# Welcher Kühler?



## Axim (27. Mai 2009)

*Welcher Kühler?*

Hi Leute

Ich möchte meinen Q9550 etwas höher OCen, im Moment schaff ich nicht mal 3.4 Ghz stabil. Hab im Moment einen ZEROtherm BTF-80, der so langsam am abkratzen ist.
Zu viel Geld möcht ich eigentlich nicht ausgeben.

Zur Wahl stehen:

- Alpenföhn Gross Clockner Blue Edition
- Alpenföhn Brocken
- Xigmatek Dark Knight
- Prolimatech Megahalems Overclocker Edition (aber nur wenn sich der Mehrpreis wirklich lohnt)

Thermalright IFX-14 passt wohl leider nicht in mein Case (NZXT Guardian 921)

andere Vorschläge sind selbstverständlich willkommen.


MfG,
Axim


----------



## freshprince2002 (27. Mai 2009)

*AW: Welcher Kühler?*

Scythe Mugen 2.
Der Prolimatech ist zur Zeit der beste Luftkühler, er schlägt sogar den IFX, ist aber etwas teurer.


----------



## marwo (27. Mai 2009)

*AW: Welcher Kühler?*

Kann dir auch den Mugen 2 sehr empfehlen

Caseking.de » CPU-Kühler » Sockel 775 (Intel) » Scythe » Scythe SCMG-2000 Mugen 2 CPU-Kühler

oder den Bauähnlichen Kabuto.

Der Prolimatech ist im Moment einer der Besten auf dem Markt.War auch Testsieger in der PCGH.


----------



## Axim (27. Mai 2009)

*AW: Welcher Kühler?*

Hmm stimmt denn das Preis/Leistungs-Verhältnis beim Megahalems auch?
wenn ja wäre das schon eine Überlegung wert.
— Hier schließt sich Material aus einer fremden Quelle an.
PR #342, opened 2017-02-15
Changed wrapping to 100 columns for users package.

alexander-aleksandrov:
Since we decided to use 100 columns format, we need to wrap all existing code to new format.
This is the bunch of formatted files for Users package.

### DIFF
--- a/users/src/main/proto/spine/users/user_account.proto
+++ b/users/src/main/proto/spine/users/user_account.proto
@@ -39,7 +39,8 @@ import "spine/users/user_profile.proto";
 
 // Information exposed by an identity provider such as Google Sign-In or Facebook Login.
 //
-// Under Android this message will be populated from instances implementing `firebase.UserInfo` interface.
+// Under Android this message will be populated from instances implementing
+// `firebase.UserInfo` interface.
 //
 message UserInfo {
 
@@ -51,8 +52,8 @@ message UserInfo {
 
     // The domain of the user.
     //
-    // If the authentication provider is "google.com" then this attribute contains Google Apps domain
-    // of the user or "gmail.com" for normal Google account.
+    // If the authentication provider is "google.com" then this attribute contains
+    // Google Apps domain of the user or "gmail.com" for normal Google account.
     //
     // For authentication providers other than "google.com", this field is empty.
     //
@@ -134,7 +135,8 @@ message UserAccount {
 
     // The linked identities of the user obtained from different authentication providers.
     //
-    // For getting Google Account Id from Java, please use `org.spine3.users.UserAccounts.getGoogleUid()`
+    // For getting Google Account Id from Java,
+    // please use `org.spine3.users.UserAccounts.getGoogleUid()`
     //
     repeated UserInfo linked_identity = 20;
 
--- a/users/src/main/proto/spine/users/user_account.proto
+++ b/users/src/main/proto/spine/users/user_account.proto
@@ -53,7 +53,7 @@ message UserInfo {
     // The domain of the user.
     //
     // If the authentication provider is "google.com" then this attribute contains
-    // Google Apps domain of the user or "gmail.com" for normal Google account.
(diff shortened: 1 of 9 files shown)


alexander-aleksandrov:
@dmdashenkov PTAL

users/src/main/proto/spine/users/user_account.proto
```diff
@@ -51,8 +52,8 @@ message UserInfo {
 
     // The domain of the user.
     //
-    // If the authentication provider is "google.com" then this attribute contains Google Apps domain
-    // of the user or "gmail.com" for normal Google account.
+    // If the authentication provider is "google.com" then this attribute contains
+    // Google Apps domain of the user or "gmail.com" for normal Google account.
```
dmdashenkov: I think the name for `Google Apps` is different now. Please check.

users/src/test/java/org/spine3/users/UserAccountsShould.java
```diff
@@ -32,6 +32,9 @@ public void return_absent_for_google_uid_if_no_linked_account_added() {
         assertFalse(UserAccounts.getGoogleUid(UserAccount.getDefaultInstance()).isPresent());
     }
 
+    @SuppressWarnings("ConstantConditions")  /* As the {@code DUNBARS_NUMBER} value may change
+                                                a bit, it's still required to stay in certain
+                                                bounds */
     @Test
     public void declare_Dubars_number() {
         //noinspection MagicNumber
```
dmdashenkov: Please get rid of the comment-based suppression.

users/src/test/java/org/spine3/users/UserAccountsShould.java
```diff
@@ -32,6 +32,9 @@ public void return_absent_for_google_uid_if_no_linked_account_added() {
         assertFalse(UserAccounts.getGoogleUid(UserAccount.getDefaultInstance()).isPresent());
     }
 
+    @SuppressWarnings("ConstantConditions")  /* As the {@code DUNBARS_NUMBER} value may change
+                                                a bit, it's still required to stay in certain
+                                                bounds */
```
dmdashenkov: May it? Dunbar's number __is__ declared as a number _n_ which lies between 100 and 250. Though I don't think this particular `Java` constant is going to change with time unless some extraordinary situations which will still allow us to modify the test.
Anyway, the suppression is caused not by the fact that the Dunbar's number is unstable, but with the fact that we check a value of a constant. I think we need no explanation at all with this suppression since it's obvious.
But it's still worth mentioning why do we use exactly the `[100; 250]` bounds.

dmdashenkov: What about splitting the comment into 2:
 1) Describing the suppression:
`Checking the bounds of a constant value.` or smth. similar.

2) Describing the constant itself (the currently existing comment would work here).

users/src/main/proto/spine/users/user_account.proto
alexander-aleksandrov: You are right it's "G Suite" now. Changed.

users/src/test/java/org/spine3/users/UserAccountsShould.java
alexander-aleksandrov: Done

users/src/test/java/org/spine3/users/UserAccountsShould.java
alexander-aleksandrov: Done

alexander-aleksandrov:
@dmdashenkov PTAL

users/src/test/java/org/spine3/users/UserAccountsShould.java
dmdashenkov: @armiol Does this look appropriate to you?

armiol: @dmdashenkov yes, it does for now.

PR #343, opened 2017-02-16
Entity interfaces and hierarchy

alexander-yevsyukov:
This PR introduces interface `Entity` and abstract base classes that implement these interfaces.

This PR is preparation for:
* introducing `EntityMeta`, which will be based on `AbstractEntity`
* an experiment with buildable `Repository`.


server/src/main/java/org/spine3/server/entity/AbstractEntity.java
```diff
@@ -0,0 +1,277 @@
...
+import javax.annotation.Nullable;
+import java.util.Objects;
+
+import static com.google.common.base.Preconditions.checkNotNull;
+import static org.spine3.protobuf.Timestamps.getCurrentTime;
+
+/**
+ * An abstract base for entities with versions.
+ *
+ * The entity keeps only its latest state and version information associated with this state.
```
armiol: Please insert a `<p>`.

server/src/main/java/org/spine3/server/entity/AbstractEntity.java
```diff
@@ -0,0 +1,277 @@
...
+        return version;
+    }
+
+    /**
+     * Advances the current version by one and records the time of the modification.
+     *
+     * @return new version number
+     */
+    protected int incrementVersion() {
+        ++version;
```
armiol: It seems the `version` would look better as something like `AtomicInteger` to make the increments concurrency-friendly.
Maybe we could even create a `Version` class with synchronized methods. 

Just a thought.

server/src/main/java/org/spine3/server/entity/AbstractEntity.java
```diff
@@ -0,0 +1,277 @@
...
+     * Ensures that the entity is not marked as {@code archived}.
+     *
+     * @throws CannotModifyArchivedEntity if the entity in in the archived status
+     * @see #getStatus()
+     * @see EntityStatus#getArchived()
+     */
+    protected void checkNotArchived() throws CannotModifyArchivedEntity {
+        if (getStatus().getArchived()) {
+            final String idStr = Stringifiers.idToString(getId());
+            throw new CannotModifyArchivedEntity(idStr);
```
armiol: The exception name is questionable. `checkNotArchived` could have been called for any reason at all, not just in case of modification.

server/src/main/java/org/spine3/server/entity/AbstractEntity.java
```diff
@@ -0,0 +1,277 @@
...
+    }
+
+    /**
+     * Ensures that the entity is not marked as {@code deleted}.
+     *
+     * @throws CannotModifyDeletedEntity if the entity is marked as {@code deleted}
+     * @see #getStatus()
+     * @see EntityStatus#getDeleted()
+     */
+    protected void checkNotDeleted() throws CannotModifyDeletedEntity {
```
armiol: Same as above.

server/src/main/java/org/spine3/server/entity/EntityLite.java
```diff
@@ -0,0 +1,145 @@
...
+ *      <li>email address as a couple of local-part and domain
+ *   </ul>
+ *
+ * <p>A state of an entity is defined as a protobuf message.
+ *
+ * @param <I> the type of entity identifier
+ * @param <S> the type of entity state
+ * @author Alexander Yevsyukov
+ */
+public interface EntityLite<I, S extends Message> {
```
armiol: Let's discuss the naming. It's not clear from its description.

server/src/main/java/org/spine3/server/entity/AbstractEntity.java
alexander-yevsyukov: These methods were added as convenience syntax for aggregates that check their status while accepting modifications commands. I guess, they would move to a utility class preserving the names. I'd rather have more specific exceptions than one, which is too general. It would be better for diagnostics.

server/src/main/java/org/spine3/server/entity/EntityLite.java
alexander-yevsyukov: As discussed, we'd have `VersionedEntity` or `EntityWithVersion`, and the main interface called just `Entity`.

This name was after `MessageLite`, but I agree that it may be confusing.

alexander-yevsyukov:
@armiol, PTAL.

server/src/main/java/org/spine3/server/entity/AbstractEntity.java
```diff
@@ -0,0 +1,195 @@
...
+import javax.annotation.Nullable;
+import java.lang.reflect.Constructor;
+import java.lang.reflect.InvocationTargetException;
+import java.util.Objects;
+
+import static com.google.common.base.Preconditions.checkNotNull;
+import static java.lang.String.format;
+
+/**
+ * Abstract base for lite entities.
```
armiol: Is it still for the `lite` entities?

server/src/main/java/org/spine3/server/entity/DefaultEntityFactory.java
```diff
@@ -0,0 +1,58 @@
...
+ * OF THIS SOFTWARE, EVEN IF ADVISED OF THE POSSIBILITY OF SUCH DAMAGE.
+ */
+
+package org.spine3.server.entity;
+
+import java.lang.reflect.Constructor;
+
+/**
+ * Default factory that creates entities by invoking constructor that
+ * accepts one ID parameter.
```
armiol: Will read better if `accepts a single ID parameter.`

server/src/test/java/org/spine3/server/entity/AbstractVersionableEntityShould.java
```diff
@@ -0,0 +1,56 @@
...
+                                                  .getNumber(), entity.getVersion()
+                                                                      .getTimestamp());
+
+        new EqualsTester().addEqualityGroup(entity, another)
+                          .addEqualityGroup(new AvEntity(42L))
+                          .testEquals();
+    }
+
+    @Test
+    public void have_hashCode() throws Exception {
```
armiol: Why is it empty?

alexander-yevsyukov:
@armiol, PTAL.

armiol:
@alexander-yevsyukov LGTM.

Bald steht auch wieder Gebortstag an, und die 3 Monate könnte ich noch aushalten.


----------



## Gamer_95 (27. Mai 2009)

*AW: Welcher Kühler?*

Ich würde wirklich den
Prolimatech Megahalems Overclocker Edition
nehmen.
In gegensatz zu dem Mugen ist der meistens 5-7 Grad Kühler.
(Zumindest meine Werte)
Und die Overklocker Edtion holt mindestens nochmal 2 Grad raus.


----------



## drachenorden (27. Mai 2009)

*AW: Welcher Kühler?*

Sofern eher die horizontale Montage in Frage käme: Thermalright True Copper & 2x 120 mm Lüfter (Noiseblocker oder Papst).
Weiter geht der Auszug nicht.